The fact that Liverpool FC have thrown their hat into this sordid ring is a matter of eternal shame. More than any other club, it should have been a no-brainer for Liverpool to stay away. Whatever the club is today is because of a Scottish socialist, Bill Shankly, who would have been apoplectic if such an idea had been mentioned to him. Kenny Dalglish, who was at the forefront of another golden age in the late 1970s and ’80s, also put the fans first, especially in the harrowing aftermath of the Hillsborough disaster. Klopp is so loved by the fans partly because he evokes memories of Shankly. He has also never been shy of expressing his political beliefs.
In an interview with Kicker in 2019, Klopp said: “I hope there will never be this Super League. With the way the Champions League is now running, football has a really great product.
“For me, the Champions League is the Super League in which you don’t always have to play the same teams. I also don’t feel like my club has to be seeded. Of course, it’s economically important, but why should we create a system where Liverpool can play against Real Madrid for 10 years in a row? Who wants to see this every year?”
For men like him and Pep Guardiola, whose footballing philosophy is so enmeshed with the culture around FC Barcelona, this is a horrible situation to be in. They understand better than most that football is nothing without the communion between players and fans. They also know that fans care far more about local rivalries than European excursions. Manchester United against Barcelona will never replace El Clásico, and it’s absurd to expect Liverpool fans to look forward to a season that doesn’t include the Merseyside derby against Everton. A football person would know this, but sadly, most of these decisions are taken by bean-counters who know the value of absolutely nothing.
Jock Stein won the European Cup for Glasgow Celtic with a team of players all born within a 30-mile radius of the city. Brian Clough built his two-time European-Cup-winning Nottingham Forest sides with players few ‘big clubs’ wanted. Sir Alex Ferguson’s Aberdeen — with a population of less than 200,000 people — beat mighty Real Madrid in the Cup Winners’ Cup final in 1983. If these kind of storylines don’t fit the Netflix script you have in mind for football, then you can shove that narrative where the sun don’t shine.
Of course, given the damage that big financial corporations have done to the global economy in just this century alone, and the general ineptitude of those running football clubs, we can be cautiously optimistic that this exercise in avarice will fail miserably. Take a look at the accounts at Barcelona, Real Madrid and Manchester United. They don’t make for pretty reading. And if they’ve made such a mess of things in a system almost solely geared to the benefit of the big clubs, good luck striking out on their own.

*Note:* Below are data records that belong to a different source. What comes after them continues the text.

Issue #55, opened 2022-04-07
(2) [ID Tool] Add, remove, and reorder grants table columns


Raphomet:
We recently got a walkthrough from Pari, a former state budget officer, of what she looks for when she's looking at grants. She gave us some new information about which data are most important and which aren't.

On both the My Grants and the All Grants view, let's make some changes to the table columns:

![grants table with new columns](https://user-images.githubusercontent.com/58006/162336581-5bab6055-bf0c-4960-b156-1db413336491.jpeg)

Here are the changes, and why:

1. **Remove the Grant ID column.** We don't need both Grant ID and Grant Number — both are unique identifiers, but grants.gov uses the Grant Number more (although they call it the "Opportunity Number").
2. **Rename Grant Number to Opportunity Number.** This matches what's on grants.gov and is more consistent for the user. Although I didn't wireframe it, this column can also be dark, just like Grant ID is now.
3. **Keep Title, Viewed By, and Interested Agencies the same.**
4. **Remove the Agency Code column.** We don't think it's important enough to show in this table. They can click through if they need to.
5. **Move Status to the right of Interested Agencies.**
6. **Move Opportunity Category to the right of Status.**
7. **Add Award Floor and Award Ceiling to the right of Cost Sharing.** We don't currently have these columns, but they are important to budget officers — they tell them how much they could expect to get if the grant is awarded! **These columns should also be sortable.**
8. **Remove Created At and Updated At.** These are debug columns that reflect the state of the database row, not the state of the grant — it's for developers, not the end user.

Raphomet:
Pari actually says to **get rid of the Posted Date column**, too.

Raphomet:
This applies to both the "My Grants" and "Grants / Browse Grants" tabs.

mhuang-usdr:
Current state:
<img width="557" alt="image" src="https://user-images.githubusercontent.com/91221265/174902894-de42040f-76a4-4fc5-82fc-0a59fee3929f.png">


Desired state:
![image](https://user-images.githubusercontent.com/91221265/174902783-c44a8ca1-60cd-4416-af81-d7bec0782256.png)

mhuang-usdr:
cavukovic is taking this on (waiting to add him to the repo before we can officially assign him to the bug)

PR #65, opened 2022-04-22
CSV export feature for grants views

### LINKED ISSUE #16: [ID] Export information from the ID tool into an excel spreadsheet for maximum compatibility with govt workflows
From Ohio

as a stopgap until new features are in, can we export the info to an Excel Sheet and we can track/modify on our own after?

mattbroussard:
Closes #16

image

Sample export output: [grants.csv](https://github.com/usdigitalresponse/usdr-gost/files/8558345/grants.20.csv)

This adds a CSV export button to the `GrantsTable` component, used in both the Grants and My Grants tabs. The endpoint for generating the CSV shares most logic and parameters with the existing `/api/organizations/:organizationId/grants` endpoint that populates the table UI, so the downloaded CSV should match the rows displayed on the page, including sorting, search query, filters (interested vs. assigned), etc. other than pagination.

The CSV column headers and data format are similar to what is shown on the page with some slight adjustments:

 - rearrange columns as suggested in #55 (note this change is only applied in the CSV; I haven't touched the UI)
 - remove created and updated timestamp columns
 - rename "Grant Number" to "Opportunity Number"
 - add Award Ceiling, Award Floor, and URL columns

There is a limit of 10,000 rows per export (originally I'd arbitrarily chosen 100k as a the limit but while writing API tests discovered that the queries in `getGrants` choke if there are this many rows, since they try to do a `WHERE agency_id IN (?, ?, ...)` in a second query to populate viewed & interested agencies. Lowering to 10k seemed reasonable; if this is a problem we can explore fixing that query to do some batching or something.

This PR adds a dependency on [`csv-stringify`](https://www.npmjs.com/package/csv-stringify), which has MIT license. Do we need to list open source dependencies somewhere?

Note: one of the new tests fails as-is because the query ends up depending on pre-seeded keywords that are not present in the test grants inserted, but I plan to address this by merging #62 first.


mattbroussard:
Moving discussion from Slack, @mhuang-usdr [said](https://usdigitalresponse.slack.com/archives/C0324KDQSCR/p1650663378905009?thread_ts=1650660629.009109&cid=C0324KDQSCR):

> Thanks for raising this question! From what I understand, this PR would create an export button that exports exactly what the user sees, correct? If so, I think that's a great MVP.
>
> A heads up that this crosses a bit with https://github.com/usdigitalresponse/usdr-gost/issues/55 - essentially we dug into what users actually want to see on the table and made a recommendation to change the table itself. (They are in fact interested in award ceiling, etc.) So as long as this PR will reflect the changes to the table, we are solid.
>
> The one other product consideration I have - if we do get future asks from partners to export info that doesn't make sense to show on the table (ex. the URL), is this implementation extensible?

---

> exactly what the user sees

Yes, except for pagination (CSV will contain up to 100k rows, UI only shows 10 at a time)

>So as long as this PR will reflect the changes to the table, we are solid.

Not automatically but changing the columns in the CSV is a trivial code change.

If we were to make it possible for users to customize columns (i.e. turn them on and off or reorder them) in the UI, that's a little more complicated to propagate to the CSV. But thinking a bit more about it, I don't think we'd really want that anyway. Users can delete or reorder columns easily in Excel after downloading the CSV, so I think the CSV should just include as much information as possible and not be configurable past the search/sort filter.

What other fields do you think would be most valuable to add to the CSV? From poking at the current UI and API response, some ideas:
- Award ceiling
- Grants.gov permalink
- "Cfda list" -- I see this in the popup UI but I don't know what this means or if it's important
- Eligibility codes -- not in table or popup UI, but is in API response and appears to be part of the filtering
- Description -- this can include HTML though, which might be a little unwieldy to deal with in a spreadsheet?
- Award floor -- #55 mentions this but I don't see it in any existing UI or API response; in the DB it seems to be only within `raw_body` scraped from grants.gov?
- Contact emails for the interested agencies? -- not sure if this is desirable in CSV or not

>is this implementation extensible?

Yes, adding additional columns is easy, particularly if the data is already present in what [`getGrants`](https://github.com/usdigitalresponse/usdr-gost/blob/3a7275c0ed5aee74928640d6a2d54846e18371b4/packages/server/src/db/index.js#L263) returns.

mhuang-usdr:
> I think the CSV should just include as much information as possible and not be configurable past the search/sort filter.
Agreed. Also, we have no current plans to allow users to hide columns.

> What other fields do you think would be most valuable to add to the CSV? 
- Award Ceiling 
- Grants.gov permalink
- Ideally Award Floor but if it's too unwieldy we can deprioritize it until someone asks

No need for:
- Eligibility codes
- Description 
- Contact emails for the interested agencies
- Cfda list 


Thanks Matt :)

packages/server/__tests__/api/grants.test.js
```diff
@@ -378,4 +379,64 @@ describe('`/api/grants` endpoint', async () => {
...
+                description: 'fake grant inserted by test',
+                eligibility_codes: '25',
+                opportunity_status: 'posted',
+                raw_body: 'raw body',
+            }));
+
+            // batchInsert is needed for large quantity of rows; it splits the insert into multiple
+            // queries
+            // TODO: is there a better way to test this that doesn't require actually inserting this
+            // many rows? Having a test this slow is not ideal. On my machine, take 2500ms
```
Rapol, line 425: only way i can think of is mocking knexjs db call or mocking the getGrants in db module

packages/server/src/routes/grants.js
```diff
@@ -1,6 +1,9 @@
 const express = require('express');
 
 const router = express.Router({ mergeParams: true });
+// TODO: why is this necessary?
+/* eslint-disable import/no-unresolved */
+const { stringify: csvStringify } = require('csv-stringify/sync');
```
Rapol, line 6: I just tried it and my eslint is also showing the error. Might be because of csv-stringify being a esm module? `node_modules/csv-stringify/dist/esm/sync` No clue

packages/server/src/routes/grants.js
```diff
@@ -29,6 +32,24 @@ async function getAgencyForUser(selectedAgency, user, { filterByMainAgency } = {
     return agencies.map((s) => s.id);
 }
 
+// Award floor field was requested for CSV export but is not stored as a dedicated column,
+// so we have to extract it from raw_body
+function getAwardFloor(grant) {
```
Rapol, line 37: If we wanted to add it, this is where https://github.com/usdigitalresponse/usdr-gost/blob/main/packages/server/src/lib/grantscraper/index.js#L29

packages/client/src/store/modules/grants.js
```diff
@@ -94,6 +94,16 @@ export default {
...
     },
+    exportCSV(context, queryParams) {
+      const query = Object.entries(queryParams)
+        // filter out undefined and nulls since api expects parameters not present as undefined
+        // eslint-disable-next-line no-unused-vars
+        .filter(([key, value]) => value || typeof value === 'number')
+        .map(([key, value]) => `${encodeURIComponent(key)}=${encodeURIComponent(value)}`)
+        .join('&');
+      const navUrl = fetchApi.addOrganizationId(`/api/organizations/:organizationId/grants/exportCSV?${query}`);
+      window.location = navUrl;
```
Rapol, line 105: this will open a new tab and close it or will the user need to click back to come back to the site?

Rapol (approved):
cant live without spreadsheets!

packages/server/__tests__/api/grants.test.js
mattbroussard: Do we have any other API tests that mock this way you can point me at?

As far as I can tell, these API tests make requests against an actual running server in a completely separate process. The server behaves basically identically to normal except that based on `NODE_ENV=test` it connects to a different DB url (and it seems not to send login emails; can't really see where in the code prevents this from happening though since the testutils function hits the same login endpoints a user would).

packages/server/src/routes/grants.js
mattbroussard: We have this eslint-disable comment in a few other places for imports too. ¯\_(ツ)_/¯

packages/server/src/routes/grants.js
mattbroussard: Cool. I prob won't bother with this for now since this is the only consumer and we don't have a need to query against it in the DB, but good to know. If I were to add a new column and fill it there, will existing rows get it backfilled from future grantscraper runs? Or will it only be filled on newly inserted rows?

packages/client/src/store/modules/grants.js
mattbroussard: I'll test in FF and Safari too, but at least in Chrome if you click a link or navigate in the same window like this to a URL that serves `Content-Disposition: attachment`, it just downloads the file without actually taking the user away from the page they're on. I suppose it's possible they'd navigate away to an error page if the export endpoint errors somehow, but I don't think clicking back is a big deal in that scenario.

packages/server/__tests__/api/grants.test.js
Rapol: ah I see, then mocking is not an option. Sorry not catching that. Maybe we can lower the number of rows for this test. Seems that this is more of a stress testing than functional, unless we want to do both. In grants.gov i see around 6k of active grants

packages/server/src/routes/grants.js
Rapol: hmm not sure but I believe so since it will update or insert the grant

packages/server/__tests__/api/grants.test.js
mattbroussard: The functional part of the test is that 1) the endpoint enforces a limit and doesn't try creating a massive export if there are more rows and 2) it correctly emits an error message at the bottom of the sheet if the exported data is incomplete.

But there is also a stress test component in that if someone changes the logic in `getGrants` in the future to do more complex queries, we would want to know that it doesn't break down at 10k the way it currently does at 100k (where I got errors in building a prepared statement with that many parameters).

If the current number is 6k, it seems believable to me that we could hit 10k at some point, though I think most users will probably have filtered that list down with eligibility codes and keywords.

mattbroussard: I decided 2500ms is not really acceptable in the test; decided to lower limit in test environment (via `NODE_ENV`) to 100 rows which makes the test run in under 100ms. Doesn't achieve the "stress test" goal above though.

packages/client/src/store/modules/grants.js
mattbroussard: Tested and confirmed FF and Safari on Mac have similar behavior.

The only way to stop this atrocity is for fans the world over to unite and hit these greedy men where it really hurts. Stop your online subscriptions for games, stop buying the shirts and other merchandise, and switch off even as it will feel like a knife in the gut to do so.
I left England in 1986, a few months after Dalglish led Liverpool to the league-and-cup double. For the next decade, there was no Liverpoll on television. But I never missed a game, even if that meant sitting on the footboard of a train with a pocket radio searching for a Sports Round Up signal. Apart from a couple of occasions when I was travelling — and yes, I’ve even paid for cutthroat-expensive WIFi on flights to get score updates — I’ve never missed a match.
Tonight’s game, against Marcelo Bielsa’s Leeds, was one I’ve been looking forward to for months. But I won’t be watching. And neither should you. It’s time to take back our game — and it is OUR game — from these leeches who have had their way for far too long.